Following are pics of 2 Code Plumbing, LLC's first water service connection. We did a 6 x 1 saddle with 64' run to house, set the meter, and backfilled. Used a Mueller tapping machine. Total time - 2 guys - 11 hours, start to finish. Inspector passed it, only hit was sweat fittings right in front of the meter -needed to be pipe thread. My mistake. One hour fix, plus cost of 1" NPT gate valve from Grainger - .


----------



## user2090 (Sep 26, 2009)

Very interesting. Sucks for the missed part, but sounds like it was easy fix.


----------



## AKdaplumba (Jan 12, 2010)

dig it by hand?


----------



## user2090 (Sep 26, 2009)

AKdaplumba said:


> dig it by hand?


No way, looks like someone had a trencher.


----------



## 3/4 MIP (Dec 1, 2009)

Rented a Bobcat 430 mini excavator with 12" bucket. Machine worked great. Ground was soft top soil with clay/sand/gravel underneath. yes, not the straightest trench but we're just starting. It was brutal hot (93) and humid day. We literally went through 3 gallons of water.

I like the outside work. BTW, got this job off of craigslist. Two other neighbors seem very serious about getting theirs done. One has already been given a proposal.

Shannon


----------



## SewerRatz (Apr 25, 2009)

How deep was the line ran? It looks shallow in the pictures.


----------



## Bill (Jun 17, 2008)

SewerRatz said:


> How deep was the line ran? It looks shallow in the pictures.
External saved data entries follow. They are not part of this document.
PR #198, opened 2021-04-30
Do deep merges of configuration

### LINKED ISSUE #197: merge_requests/approvals is replaced instead of merged
Hi, it seems that nested configurations defined in both `common_settings` and `group_settings` are replaced, instead of merged.

For example, when defining a configuration like this:
```
common_settings:
  merge_requests:
    approvals:
      approvals_before_merge: 3

group_settings:
  "group_name":
    merge_requests:
      approvals:
        merge_requests_author_approval: true
```
and running 
```
gitlabform -v --noop -c config.yaml group_name/project_name
```
The result is
```
GitLabForm version: 1.21.0 (the latest)
Reading config from file: config.yaml
Connected to GitLab version: 13.10.3-ee (db2e358dba4)
Reading config from file: config.yaml
*** # of groups to process: 0
*** # of projects to process: 1
* [1/1] Processing: group_name/project_name
Processing merge_requests in dry-run mode.
Project group_name/project_name approvals changes:
merge_requests_author_approval: "???" => true
```
i.e. only `merge_requests_author_approval` is applied, while I would expect that both the configurations are applied:
- `approvals_before_merge` from `common_settings`
- `merge_requests_author_approval` from `group_settings`

What is the expected behaviour?
Should the `approvals` sections be merged together as I was expecting?

Pigueiras:
Fixes #197

### DIFF
--- a/gitlabform/configuration/projects_and_groups.py
+++ b/gitlabform/configuration/projects_and_groups.py
@@ -107,22 +107,18 @@ class ConfigurationProjectsAndGroups(ConfigurationCore):
         :return: merge more general config with more specific configs.
                  More specific config values take precedence over more general ones.
         """
-        merged_config = {}
+        if isinstance(more_general_config, dict):
+            for key in more_specific_config:
+                if key in more_general_config:
+                    more_general_config[key] = self.merge_configs(
+                        more_general_config[key], more_specific_config[key]
+                    )
+                else:
+                    more_general_config[key] = more_specific_config[key]
+        else:
+            more_general_config = more_specific_config
 
-        for key in more_specific_config.keys() | more_general_config.keys():
-
-            if key in more_general_config and key not in more_specific_config:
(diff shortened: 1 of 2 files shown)


gdubicki:
Thanks for the PR, @Pigueiras ! But you edited the wrong file, check the path: `build/lib/gitlabform/configuration/projects_and_groups.py`.

Pigueiras:
Oops, I fix in a sec

Pigueiras:
(It should look better now) I need to take a look to the unit tests now, but do you agree with such a pull request @gdubicki ? I think it was the intended behavior from the beginning no?

Pigueiras:
The way it's implemented in this PR it only merges dicts. I am not merging lists like you can see in the unit test I added, because otherwise if you want one approver of the common/groups to **not** appear in the project settings, you can't do that. Let me know if you're ok with it or not.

Looks to me like its 18 to 24 farther back, but as it gets closer it looks like it rises.


----------



## SewerRatz (Apr 25, 2009)

Bill said:


> Looks to me like its 18 to 24 farther back, but as it gets closer it looks like it rises.


 Yea it sure does look shallow, Illinois code is 36" or below the frost line, so for northern Illinois that is usually 60" for most services.


----------



## Christina (Jul 14, 2009)

SewerRatz said:


> Yea it sure does look shallow, Illinois code is 36" or below the frost line, so for northern Illinois that is usually 60" for most services.


 Don't talk like that rats... You are making me love Southern Oklahoma more than I already do!!


----------



## ILPlumber (Jun 17, 2008)

If I was the inspector on the job I woulda busted balls about 2 code plumbing:laughing:

That looks SOO shallow also.


----------



## SlickRick (Sep 3, 2009)

Our frost line is 3". I bury them all the way down to a foot to be safe.


----------



## 3/4 MIP (Dec 1, 2009)

Wrong, wrong and wrong:laughing:. Town required 60" for water service. After JULIE marked the property and concurrence from PW that main was 5' and reverifying that with exposed water main in nearby manhole. We then proceeded to excavate to 48" (got to allow for depth of tooth) and shovel dug till we found the prize. PW guy stopped by and said "you guys are good, some idiots dig with excavator till they hit it". With the extra million I had to post for the job I had to be cautious. I may have caused myself an hour but it was worth it. Once we cleared the main Troy dug 60" plus trench while i did the tap. He's my machine operator as i have no business on one. We allowed for pea gravel bed. We popped through the basement wall 6" above the floor.

See folks, I'm a little a retentive. Verify, reverify, and communicate:thumbsup:.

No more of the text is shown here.